* _DESCRIPTION OF THE TASK_
Would you return every entry below without a single difference?

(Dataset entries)
↓

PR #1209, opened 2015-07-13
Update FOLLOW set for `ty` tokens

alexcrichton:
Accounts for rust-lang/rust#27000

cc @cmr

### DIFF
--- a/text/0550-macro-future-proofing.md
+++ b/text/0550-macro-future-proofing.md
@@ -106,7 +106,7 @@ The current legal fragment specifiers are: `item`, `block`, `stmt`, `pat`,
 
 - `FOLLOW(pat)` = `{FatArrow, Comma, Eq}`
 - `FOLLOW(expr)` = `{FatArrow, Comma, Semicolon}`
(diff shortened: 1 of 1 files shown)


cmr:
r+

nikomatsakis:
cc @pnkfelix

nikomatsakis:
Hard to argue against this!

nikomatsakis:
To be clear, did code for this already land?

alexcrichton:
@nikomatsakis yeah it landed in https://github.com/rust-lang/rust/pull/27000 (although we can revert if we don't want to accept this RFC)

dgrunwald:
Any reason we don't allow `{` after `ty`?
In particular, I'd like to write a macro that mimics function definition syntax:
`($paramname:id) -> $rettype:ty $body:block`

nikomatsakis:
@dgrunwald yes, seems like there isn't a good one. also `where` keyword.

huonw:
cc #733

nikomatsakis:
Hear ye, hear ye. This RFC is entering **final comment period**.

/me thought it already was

↑

* _ANSWER FOR THE TASK_
PR #1209, opened 2015-07-13
Update FOLLOW set for `ty` tokens

alexcrichton:
Accounts for rust-lang/rust#27000

cc @cmr

### DIFF
--- a/text/0550-macro-future-proofing.md
+++ b/text/0550-macro-future-proofing.md
@@ -106,7 +106,7 @@ The current legal fragment specifiers are: `item`, `block`, `stmt`, `pat`,
 
 - `FOLLOW(pat)` = `{FatArrow, Comma, Eq}`
 - `FOLLOW(expr)` = `{FatArrow, Comma, Semicolon}`
(diff shortened: 1 of 1 files shown)


cmr:
r+

nikomatsakis:
cc @pnkfelix

nikomatsakis:
Hard to argue against this!

nikomatsakis:
To be clear, did code for this already land?

alexcrichton:
@nikomatsakis yeah it landed in https://github.com/rust-lang/rust/pull/27000 (although we can revert if we don't want to accept this RFC)

dgrunwald:
Any reason we don't allow `{` after `ty`?
In particular, I'd like to write a macro that mimics function definition syntax:
`($paramname:id) -> $rettype:ty $body:block`

nikomatsakis:
@dgrunwald yes, seems like there isn't a good one. also `where` keyword.

huonw:
cc #733

nikomatsakis:
Hear ye, hear ye. This RFC is entering **final comment period**.

/me thought it already was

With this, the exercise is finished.